There is no factual dispute in this case. The parties agree that Maphorisa was held at CFCF during the dates in question, after which he was returned to DHS because of his permanent detention on immigration matters. The only issues, then, are whether Maphorisa's detention was unlawful and, if so, whether that entitles him to damages. Because the first question must be answered in the negative -- Maphorisa's argument to the contrary is frivolous -- it is unnecessary to address the second question, and the Court dismisses Maphorisa's complaint.

A. Maphorisa's Detention Was Lawful

Maphorisa relies on 8 C.F.R. § 287.7(d) to support his claim that he was detained at CFCF illegally. Section 287.7(d) states:

Temporary detention at Department [of Homeland Security] request. Upon a determination by the Department to issue a detainer for an alien not otherwise detained by a criminal justice agency, such agency shall maintain custody of the alien for a period not to exceed 48 hours, excluding Saturdays, Sundays, and holidays in order to permit assumption of custody by the Department.

By its own terms § 287.7(d) applies only to aliens not already detained by DHS. The provision is largely meant to provide a mechanism for DHS to assume control over aliens convicted of crimes after they finish serving their sentences. See 8 C.F.R. § 287.7(a) ("A detainer serves to advise another law enforcement agency that [DHS] seeks custody of an alien presently in the custody of that agency, for the purpose of arresting and removing the alien."); see also Christopher N. Lasch, Enforcing the Limits of the Executive's Authority to Issue Immigration Detainers, 35 Wm. Mitchell L. Rev. 164, 173-75 (2008). In this case, however, Maphorisa was already in DHS custody.*fn1 DHS transferred him to CFCF for hearings on his local criminal matters, but he remained permanently detained. Thus, § 287.7(d) is inapplicable, and the 48-hour limit on detention did not apply.

The undisputed facts reveal that Maphorisa's detention was legal and that he suffered no injury cognizable under 42 U.S.C. § 1983.*fn2

B. Maphorisa's Claim is Frivolous

As the Supreme Court has explained, a claim is frivolous under 28 U.S.C. § 1915(e)
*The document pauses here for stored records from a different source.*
Issue #29, opened 2018-03-30
exclusiveMaximum and exclusiveMinimum behavior inverted


RPGillespie6:
According to JSON Schema spec,

exclusiveMaximum/Minimum is a flag that tells you if the maximum value should be included or not.

This library has 2 bugs:

1. The behavior in `validate_numeric` is inverted (i.e. if exclusiveMaximum is present, it does an inclusive comparison)
2. The value of the flag is not checked.

The correct behavior would be to do something like:

```c++
    const auto &excl = schema.find("exclusiveMaximum");
    bool exclusive = (excl != schema.end()) ? excl.value().get<bool>() : false;
```

And then in the comparison logic:
```c++
    if (exclusive)
        return value > max; //exclusive comparison
    else
        return value >= max; //inclusive comparison
```

This is assuming you have a type-independent comparison utility:

```c++
//uses the types the nlohmann uses under the hood instead of constricting to double
bool violates_numeric_maximum(const json &max, const json &value, bool exclusive)
{
    if (exclusive)
        return value > max;
    else
        return value >= max;
}
```

I can prepare a PR

pboettch:
Please do a PR. :+1:

The scary thing is that the JSON-Schema-Test-suite succeeds the exclusive Min/Max-tests. Because of the impression of double. (it compares 1.1 and 1.1). Double seems not to be able to represent that value exactly.

pboettch:
I was wrong. There is currently no bug in this library. But I agree the folded logic (violate vs. exclusive vs. accept) makes it hard to understand.

pboettch:
If you agree, please close this bug.

RPGillespie6:
Ah, my mistake. You are correct.

In that case the only bug was that the library was previously not examining the boolean value of "exclusiveMaximum" as far as I could tell.

pboettch:
I already closed this issue via a commit-message (which has disappeared in the meantime). Please feel free to comment the last commit and create new PR for anything you'd like.

PR #30, opened 2018-04-02
Fix #28 and #29

### LINKED ISSUE #28: Use schema+nlohmann type to determine numeric validation type
[Nlohmann currently provides an API](https://nlohmann.github.io/json/classnlohmann_1_1basic__json_a2b2d781d7f2a4ee41bc0016e931cadf7.html) that returns one of 3 different numeric types:

```
number (integer) | value_t::number_integer
number (unsigned integer) | value_t::number_unsigned
number (floating-point) | value_t::number_float
```

Consider the following:

```c++
#include <iostream>

using namespace std;

int main() {
  uint64_t x = 99999999999999997;
  uint64_t y = 99999999999999999;
  double a = x;
  double b = y;
  cout << to_string(x == y) << " " << to_string(a == b) << endl;
}
```
In this case the library will falsely validate numbers since there isn't enough fractional bits in the double to distinguish the two numbers.

This library should:

1. Check if the Schema v4 type is `number` vs. `integer`

a. If the Schema specifies `integer`, then it should first check that the provided number is either `value_t::number_integer` or `value_t::number_unsigned`

If not, the validation should fail.

b. When doing the comparison, the type that allows the maximum precision should be chosen.

For example, if the schema type is `integer`, then, `int64_t` or `uint64_t` should be used. If the comparison value and actual value are both `value_t::number_unsigned`, then choose `uint64_t`, otherwise choose `int64_t`.

Otherwise, if schema type is `number`, `double` should be used.

2. Mention in the README Weaknesses section that due to c++ constraints, this library can only validate against 64-bit integers, unsigned integers, or double precision even though the JSON spec has arbitrary precision (i.e. `bignum`)

RPGillespie6:
Made `validate_numeric` a template function so it can handle one of 3 numeric types: `int64_t`, `uint64_t`, or `double`. Also corrected exclusive minimum/maximum comparison bug.

### DIFF
--- a/README.md
+++ b/README.md
@@ -34,6 +34,12 @@ lives in his namespace.
 Schema-reference resolution is not recursivity-proven: If there is a nested
 cross-schema reference, it will not stop.  (Though I haven't tested it)
 
+Numerical validation uses `int64_t`, `uint64_t` or `double`, depending on if the schema type is "integer" or "number". Bignum (i.e. arbitrary precision and range) is not supported at this time.
+
+Unsigned integer validation will only take place if the following two conditions are true:
+- The nlohmann `type()` of the json object under validation is `nlohmann::json::value_t::number_unsigned`
+- The schema specifies a numerical minimum greater than or equal to 0
+
 # How to use
 
 The current state of the build-system needs at least version **3.1.1** of NLohmann's
--- a/src/json-validator.cpp
+++ b/src/json-validator.cpp
@@ -186,64 +186,98 @@ void validate_boolean(const json & /*instance*/, const json &schema, const std::
 	validate_type(schema, "boolean", name);
 }
 
-void validate_numeric(const json &schema, const std::string &name, double value)
+template <class T>
+bool violates_numeric_maximum(T max, T value, bool exclusive)
 {
+	if (exclusive)
+		return value > max;
+
+	return value >= max;
+}
+
+template <class T>
+bool violates_numeric_minimum(T min, T value, bool exclusive)
+{
+	if (exclusive)
+		return value < min;
+
+	return value <= min;
+}
+
+template <class T>
+void validate_numeric(const json &instance, const json &schema, const std::string &name)
+{
+	T value = instance;
+
 	// multipleOf - if the rest of the division is 0 -> OK
 	const auto &multipleOf = schema.find("multipleOf");
 	if (multipleOf != schema.end()) {
-		if (multipleOf.value().get<double>() != 0.0) {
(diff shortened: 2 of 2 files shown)


RPGillespie6:
This is still a work in progress, but I wanted you to take a look at what I've done so far.

Need to still update the unit tests.

README.md
```diff
@@ -34,6 +34,12 @@ lives in his namespace.
 Schema-reference resolution is not recursivity-proven: If there is a nested
 cross-schema reference, it will not stop.  (Though I haven't tested it)
 
+Numerical validation uses `int64_t`, `uint64_t` or `double`, depending on if the schema type is "integer" or "number". Bignum (i.e. arbitrary precision and rage) is not supported at this time.
```
pboettch: Lots of rage with these numbers types, but I think you want to say range here.

src/json-validator.cpp
```diff
@@ -186,64 +186,98 @@ void validate_boolean(const json & /*instance*/, const json &schema, const std::
...
+bool violates_numeric_minimum(T min, T value, bool exclusive)
+{
+	if (exclusive)
+		return value < min;
+
+	return value <= min;
+}
+
+template <class T>
+void validate_numeric(const json &instance, const json &schema, const std::string &name)
```
RPGillespie6: Wondering if I should do a `static_assert` to prevent usage of this template with types other than `int64_t`, `uint64_t`, or `double`. Probably ok since it's a non-public function.

src/json-validator.cpp
```diff
@@ -186,64 +186,98 @@ void validate_boolean(const json & /*instance*/, const json &schema, const std::
...
+
+template <class T>
+bool violates_numeric_minimum(T min, T value, bool exclusive)
+{
+	if (exclusive)
+		return value < min;
+
+	return value <= min;
+}
+
```
pboettch: These two functions are wrong actually regarding the exclusive argument: If exclusive is true, the value violates the schema if it is inclusive regarding the min-value. So somewhere things need to be swapped. Either `violates` becomes `accept` or the `if` branches are swapped.

pboettch:
I close this PR, I integrated the changes. I fixed the exclusive-checks and improved the multiple-of-check compared to the original pull-request. Authorship was maintained.

src/json-validator.cpp
RPGillespie6: Ah, you are correct. There was not a bug in the comparison logic in the first place, just that it wasn't examining whether the field was true or false.

PR #32, opened 2018-05-11
Add CMake installation and selective build option support

RPGillespie6:
Adds support for the following CMake options:
- BUILD_TESTS
- BUILD_EXAMPLES
- CMAKE_INSTALL_PREFIX


RPGillespie6:
Not sure why TravisCI is failing... cannot reproduce locally?

pboettch:
Travis log says:

```
  install TARGETS given no ARCHIVE DESTINATION for static library target
  "json-schema-validator".
```

RPGillespie6:
Ah, I didn't test the static library install case. Should be fixed now.

PR #33, opened 2018-06-06
resolve "$ref" with relative uri correctly. fixes #9

### LINKED ISSUE #9: URI paths are not resolved correctly
In the current version of the library URI paths are not resolved correctly.

The problem is the handling of the (non-)presence of trailing slashes of the current path of an URI when trying to add or replace it with a new one.

The recursive-schema-test from the JSON-schema-examples triggers this problem.

simonlo-sony:
As noted in #9, resolving of relative references is broken.

Some examples resolved by this PR:

Given a current id of "foo.json", a relative reference "bar.json" should resolve to "bar.json".
Given a current id of "foo/bar.json", a relative reference "baz.json" should resolve to "foo/baz.json".
Given a current id of "foo/bar.json", a relative reference "baz/qux.json" should resolve to "foo/baz/qux.json".

(Relative URIs with paths containing dot-segments (".." or ".") will work if the schema loader handles them, but they won't be removed in the schema refs, so these schemas may still be loaded more than once.)

This is achieved by fixing the ``json_uri::from_string`` handling of relative paths, and making sure the ``resolver`` is only applied to the schema object once (because it modifies the "$ref" values in-place).

### DIFF
--- a/src/json-validator.cpp
+++ b/src/json-validator.cpp
@@ -305,10 +305,10 @@ void json_validator::insert_schema(const json &input, const json_uri &id)
 	// allocate create a copy for later storage - if resolving reference works
 	std::shared_ptr<json> schema = std::make_shared<json>(input);
 
-	do {
-		// resolve all local schemas and references
-		resolver r(*schema, id);
+	// resolve all local schemas and local and external references
+	resolver r(*schema, id);
 
+	do {
 		// check whether all undefined schema references can be resolved with existing ones
 		std::set<json_uri> undefined;
 		for (auto &ref : r.undefined_refs)
--- a/src/json-uri.cpp
+++ b/src/json-uri.cpp
@@ -86,8 +86,10 @@ void json_uri::from_string(const std::string &uri)
 		auto path = url.substr(pos);
 		if (path[0] == '/') // if it starts with a / it is root-path
 			path_ = path;
-		else // otherwise it is a subfolder
+		else { // otherwise it is a relative-path
+			path_ = path_.substr(0, path_.find_last_of('/') + 1);
 			path_.append(path);
+		}
 
 		pointer_ = local_json_pointer("");
 	}


simonlo-sony:
JOSN-Suite::ref now passes.

JSON-Suite::refRemote still fails. This is a different issue - the test case "base URI change - change folder" fails because it requires subschemas to be addressable via multiple URIs. See http://json-schema.org/latest/json-schema-core.html#rfc.section.8.2.2.

pboettch:
Could you check the changes I made on https://github.com/pboettch/json-schema-validator/tree/fix-issue-9 it resolves the issue you fixed and the multiple URI/schema. Making ref and refRemote-tests work.

src/json-validator.cpp
```diff
@@ -305,10 +305,10 @@ void json_validator::insert_schema(const json &input, const json_uri &id)
 	// allocate create a copy for later storage - if resolving reference works
 	std::shared_ptr<json> schema = std::make_shared<json>(input);
 
-	do {
-		// resolve all local schemas and references
-		resolver r(*schema, id);
+	// resolve all local schemas and local and external references
+	resolver r(*schema, id);
```
pboettch: Hmm, putting resolver creation outside the loop. I'm not sure whether this is a good idea concerning another round of ref-resolving when some new external refs have been updated.

simonlo-sony: I have tested  https://github.com/pboettch/json-schema-validator/tree/fix-issue-9, unfortunately resolving of relative references is still broken.  The casue of issues are:
1. current path (path_) can be emptied, while  json_uri::update() is being called. i.e. json-uri.cpp line 103 `path_.back()` will cause a crash.
2. each time when resolver is being called, the current path of the external ref is updated, having resolver doing another round of ref-resolving, would end up constructing an invalid path for the external ref. 

Please find attached schema set, which could be easily be showing the above issues. 
[schema.zip](https://github.com/pboettch/json-schema-validator/files/2089785/schema.zip)

Test was done using json-schema-validate to load the base.json schem, and schema loader to load the other relative schema.

```
static void loader_local(const json_uri &uri, json &schema)
{
    	const std::string base("D:/DATA/tmp/schema/"); // where schema set are installed 
	std::fstream lf(base + uri.path());
	if (!lf.good())
		throw std::invalid_argument("could not open " + uri.url() + " tried with " + uri.path());
	try {
		lf >> schema;
	}
	catch (std::exception &e) {
		throw e;
	}
}
```

pboettch: Thanks for your valuable feedback, I will take a look into it.

pboettch: You're right, your version of resolving the relative path is working correctly. But there are still some issues with the ref and refRemote tests.

pboettch:
A new version is almost ready, solving this issue correctly.

PR #39, opened 2018-11-22
fixed compile error error: error: aggregate ‘std::stringstream s’ has incomplete type and cannot be defined    std::stringstream s

mabondarenko:


src/json-uri.cpp
```diff
@@ -24,164 +24,165 @@
...
 #include "json-schema.hpp"
+#include <sstream>
 
 namespace nlohmann
 {
 
 void local_json_pointer::from_string(const std::string &r)
 {
-	str_ = "#";
+  str_ = "#";
```
pboettch: Could you re-create a commit (and push-force) without all these white-space-changes?

mabondarenko: sure. already done.

PR #46, opened 2019-01-21
first experiment with upgrading from v1.0.0

garethsb-sony:
Pleased to see the rewrite, as we've found things like repeated [recompiling of regex patterns in v1.0.0](https://github.com/pboettch/json-schema-validator/blob/1.0.0/src/json-validator.cpp#L694-L700), etc. to be a potential performance problem.

I've only just started playing with the rewrite, but I thought I'd immediately track things I found while trying to upgrade.

Four commits so far:

1. One missing #include
2. Backwards incompatibility - json_validator used to be copyable, it now wasn't even movable, so this commit fixes that
3. Delete whitespace either side of the '#' which indicates fragment identifier between the URI and json-pointer or local name (i.e. from a $id)
4. Update test for 3.

I'm seeing an exception from within test/id-ref.cpp:

```
  [json.exception.parse_error.107] parse error at byte 1: JSON pointer must be
  empty or begin with '/' - was: 'foo'
```

I haven't yet investigatd further, but does that mean $ref using a local name isn't working currently?

For reference, spec quote:

> All fragment identifiers that do
> not match the JSON Pointer syntax MUST be interpreted as
> plain name fragment identifiers.

### DIFF
--- a/src/json-validator.cpp
+++ b/src/json-validator.cpp
@@ -591,8 +591,8 @@ class numeric : public schema
 
 	std::pair<bool, json::number_float_t> multipleOf_{false, 0};
 
-	// multipleOf - if the rest of the division is 0 -> OK
-	bool violates_multiple_of(json::number_float_t x) const
+	// multipleOf - if the remainder of the division is 0 -> OK
+	bool violates_multiple_of(T x) const
 	{
 		json::number_integer_t n = static_cast<json::number_integer_t>(x / multipleOf_.second);
 		double res = (x - n * multipleOf_.second);
--- a/src/json-validator.cpp
+++ b/src/json-validator.cpp
@@ -267,27 +267,20 @@ class logical_combination : public schema
 		for (auto &s : subschemata_) {
 			basic_error_handler err;
 			s->validate(instance, err);
-
-			if (err) {
-				//sub_schema_err << "  one schema failed because: " << e.what() << "\n";
-				if (combine_logic == allOf) {
-					e.error("", instance, "at least one schema has failed, but ALLOF them are required to validate.");
-					return;
-				}
-			} else
+			if (!err)
 				count++;
 
-			if (combine_logic == oneOf && count > 1) {
-				e.error("", instance, "more than one schema has succeeded, but only ONEOF them is required to validate.");
-				return;
-			}
-			if (combine_logic == anyOf && count == 1)
+			if (is_validate_complete(instance, e, err, count))
 				return;
 		}
 
-		if ((combine_logic == anyOf || combine_logic == oneOf) && count == 0)
+		if (count == 0)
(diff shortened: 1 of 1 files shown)


pboettch:
Thank you so much for contributing.

Could you make an issue for the empty json-pointer, please? With an example which fails but should not.

src/json-uri.cpp
```diff
@@ -114,7 +114,7 @@ std::string json_uri::to_string() const
 {
 	std::stringstream s;
 
-	s << location() << " # " << pointer_.to_string();
+	s << location() << "#" << pointer_.to_string();
```
pboettch: I explicitly used spaces here, the to_string()-function should only be used for debugging (and unit-testing). At one point I had it even removed.

Or do you see a real usage for this method or the json-uri-class? 

The `json_uri`-class is really very basic and should be used extensively. Except for getting the components in the loader-callback.

Maybe it should go completely private and the loader-callback receives just a simple structure containing the fields... I don't know.

pboettch:
I will cherry-pick the interesting, no question commits from this PR right now. Thanks again.

src/json-uri.cpp
garethsb-sony: Ok, I wondered if that was the intent. I am still a bit unclear whether the schema loader callback will only ever get URIs which don't have a fragment, and your code will take care of multiple json-pointer references into those schemas? If so, it would clarify things if the argument to the loader callback couldn't have a fragment identifier.

garethsb-sony:
Thanks, @pboettch. I've reset the PR branch before the "#"-related commits, and will continue adding to it.

src/json-uri.cpp
pboettch: Yes, schema-references should work as you say: during schema insertion a sub-schema can be referenced by different URIs. That was _the_ reason for making a new version, because impossible to resolve with 1.0.0.

garethsb-sony: Hi @pboettch,

Sorry, that wasn't my point.

If the schema validator encounters a reference to "http://example.com/schema.json#/definitions/A", should the URL passed to the loader be just "http://example.com/schema.json" or should it have the JSON pointer?

If the schema validator subsequently encounters a reference to "http://example.com/schema.json#/definitions/B", will the loader be called again, or will the JSON pointer "/definitions/B" already have been resolved after the previous load?

Thanks!

garethsb-sony:
Recent commits fix one bug and mean that src/json-validator.cpp now compiles without any warnings in my environment: Visual Studio 2015 with ``/W4 /wd"4100"`` (i.e. Level4, with "warning C4100: '\<variable\>': unreferenced formal parameter" disabled)

src/json-uri.cpp
pboettch: Sorry for my misunderstanding. The loader will only be called once per file.

PR #49, opened 2019-02-01
Use proposed json_pointer::operator/

garethsb-sony:
from from https://github.com/nlohmann/json/pull/1469
and very small tweaks to a few error messages as discussed in issue #45

PR #52, opened 2019-02-05
Error reporting improvements

garethsb-sony:
Based on top of PR #49 

* report first error message of first subschema failure for 'allOf'
* make other error messages more consistent
* json_validator::validate can be const
* introduce error_handler 'interface'
* typedefs for schema_loader and format_checker functions
* remove some commented-out debugging code


garethsb-sony:
Now, in order to improve the reporting of the messages for 'anyOf' and 'oneOf' where no subschema is successful, it would be necessary to accumulate subschema failure details, but it's not currently clear how the implementation should select which subschema failure to report, or how to report multiple such failures.

*Either* ``logical_combination`` could format any/all subschema failures into a string message, which means the user-supplied ``error_handler`` has no control (and e.g. cannot access the ``json_pointer`` for the subschema failures), *or* we have to make the ``error_handler`` interface more complicated (such as passing a list of failures).

pboettch:
Your changes look good.

Regarding the heuristic, it could done in a custom error handler, in a separate file as this is not necessarily the core part of this library. 

In the json-schema-group they are discussing the standardization of error reporting. This might solve the issue of every schema-validator find their own solutions.

garethsb-sony:
> In the json-schema-group they are discussing the standardization of error reporting. This might solve the issue of every schema-validator find their own solutions.

OK, interesting.

At the moment, I think the only way to solve this generally is to make the ``error_handler`` callback be something like:

```C++
void error(const json_pointer& ptr, const std::string& message, const json& details);
```

where ``details`` may be null, or in the case of a logical-combination schema, an array of sub-schema errors (with their own details):

```json
[
  {
    "ptr": "/foo/bar",
    "message": "...",
    "details": [
      {
        "ptr": "/foo/bar/baz",
        "message": "..."
      },
      {
        "ptr": "/foo/bar/qux",
        "message": "...",
        "details": [
          // etc.
        ]
      }
    ]
  }
]
```

This would allow accumulating the details (i.e. the reasons why all sub-schemas failed) for 'anyOf' before calling the user ``error_handler``.

In the case of 'allOf', if the user were going to throw an exception to stop parsing, they would rather get a callback on the *first* failure. On the other hand, a user who wants the full error information may rather have a single error callback, including the accumulated errors of all sub-schemas.

In the case of 'oneOf', a similar thing applies. A user who wants to throw an exception quickly would like a callback on the *second* successful sub-schema, whereas a user who wants full information may rather have a callback once *all* the sub-schemas have been attempted. In both cases, the details should include the json-pointer of the multiple schemas that have been successful thus causing 'oneOf' validation to fail.

We could support configuration of 'fail fast' vs. 'complete details' if necessary.

pboettch:
I tried to rebase your changes manually, but I failed. There are severals things mixed within one commit. Maybe it would help if these things would be separated.

garethsb-sony:
I have rebased the changes onto master.

As a reminder these changes are some initial improvements:

* report first error message of first subschema failure for 'allOf'
* make other error messages more consistent
* json_validator::validate can be const
* introduce error_handler 'interface'
* typedefs for schema_loader and format_checker functions
* remove some commented-out debugging code

The only way to get really good error messages for schemas that use logical combinations of subschemas, is to do something like I propose above (https://github.com/pboettch/json-schema-validator/pull/52#issuecomment-461781277). We can discuss that in a new issue if you prefer?

pboettch:
I integrated your nice changes "manually" by keeping your authorship - because you merging master in your branche made it a git-mess. IMO, It's always better to rebase and push-force to PR when upstream changes have been made.

Thanks.

PR #59, opened 2019-06-12
Open files in read-only mode in validator

szotsaki:
Some build and test systems offer only read-only file system, so open JSON and schema files in read-only mode (since we anyhow don't want to write into them).

(Additionally, catch exceptions with `const` qualifiers, if I was already there.)


pboettch:
Cool, thanks for contributing.

PR #66, opened 2019-07-22
Added support to export cmake targets

Bergmann89:
I use the export functionality of cmake in my projects. If I use the json-schema-validator in my projects, cmake prints the following error.

`CMake Error: install(EXPORT "my-project" ...) includes target "my-project-static" which requires target "json-schema-validator" that is not in the export set.`

To fix this, the json-schema-validator must export it's targets too. The pull request fixes the error I have with my projects, but I think there must be added something more to fully support the cmake exports.

### DIFF
--- a/CMakeLists.txt
+++ b/CMakeLists.txt
@@ -120,6 +120,6 @@ if (BUILD_TESTS)
     add_subdirectory(test)
 endif()
 
-install ( EXPORT json-schema-validator
-          NAMESPACE json-schema-validator::
-          DESTINATION "${CMAKE_INSTALL_LIBDIR}/cmake/${PROJECT_NAME}" )
+install(EXPORT json-schema-validator
+        NAMESPACE json-schema-validator::
+        DESTINATION "${CMAKE_INSTALL_LIBDIR}/cmake/${PROJECT_NAME}")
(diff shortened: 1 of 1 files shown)


CMakeLists.txt
```diff
@@ -117,3 +119,7 @@ if (BUILD_TESTS)
     enable_testing()
     add_subdirectory(test)
 endif()
+
+install ( EXPORT json-schema-validator
```
pboettch:
```suggestion
install(EXPORT json-schema-validator
```

CMakeLists.txt
```diff
@@ -117,3 +119,7 @@ if (BUILD_TESTS)
...
+          NAMESPACE json-schema-validator::
```
pboettch:
```suggestion
        NAMESPACE json-schema-validator::
```

schaumb:
I tried to use this patch with [Hunter](https://github.com/ruslo/hunter), but it's says:

`CMake Error: install(EXPORT "json-schema-validator" ...) includes target "json-schema-validator" which requires target "json-hpp" that is not in the export set.`

pboettch:
Please feel free to check with #73 which is an updated version of #71 and a more modern version of yours.

PR #67, opened 2019-08-15
[DRAFT] Provide richer error info for logical combination schemas

garethsb:
Follow-up to #52.

If a schema includes an "allOf", "anyOf" or "oneOf" near to the root, error messages are almost useless unless they go beyond "one of the subschemas is required to validate" and identify what the failures in each of the subschemas were. Gathering this error info would allow heuristics to be applied to identify the 'best match' (see https://github.com/json-schema-org/json-schema-spec/issues/632), or most nearly matching subschema.

This is a DRAFT pull request to gain feedback as to whether such an approach would fit into this library.

### DIFF
--- a/src/json-schema.hpp
+++ b/src/json-schema.hpp
@@ -119,12 +119,22 @@ extern json draft7_schema_builtin;
 typedef std::function<void(const json_uri & /*id*/, json & /*value*/)> schema_loader;
 typedef std::function<void(const std::string & /*format*/, const std::string & /*value*/)> format_checker;
 
+// Validation error information
+struct JSON_SCHEMA_VALIDATOR_API error_info
+{
+	json::json_pointer ptr;
+	std::string message;
+	std::vector<error_info> subschema_errors;
+	// formatted error information including ptr, message and subschema errors
+	std::string formatted() const;
+};
+
 // Interface for validation error handlers
 class JSON_SCHEMA_VALIDATOR_API error_handler
 {
 public:
 	virtual ~error_handler() {}
-	virtual void error(const json::json_pointer & /*ptr*/, const json & /*instance*/, const std::string & /*message*/) = 0;
+	virtual void error(const error_info & /*err*/) = 0;
 };
 
 class JSON_SCHEMA_VALIDATOR_API basic_error_handler : public error_handler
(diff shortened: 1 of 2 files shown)


garethsb-sony:
I suspect it would be a good idea to align `error_info` with the http://json-schema.org/work-in-progress#output-schema included in JSON-Schema draft08.

garethsb-sony:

when the action is "based on an indisputably meritless legal theory." Nietzke v. Williams, 490 U.S. 319, 327 (1989). In this case, Maphorisa's entire claim rests on the theory that Delaney's failure to adhere to a federal regulation dealing with temporary detainers violated Maphorisa's constitutional rights -- even though Maphorisa was not being held pursuant to a temporary detainer. This theory is utterly without merit. The Court concludes that Maphorisa's complaint is frivolous and accordingly dismisses it. See 28 U.S.C. § 1915(e)(2)(B)(I).

V. CONCLUSION

For the reasons stated above, Maphorisa's complaint is dismissed as frivolous. Further, the Court vacates its Order of May 26, 2010 (Doc. No. 15), which granted Maphorisa's oral Motion for Appointment of Counsel. An appropriate order follows.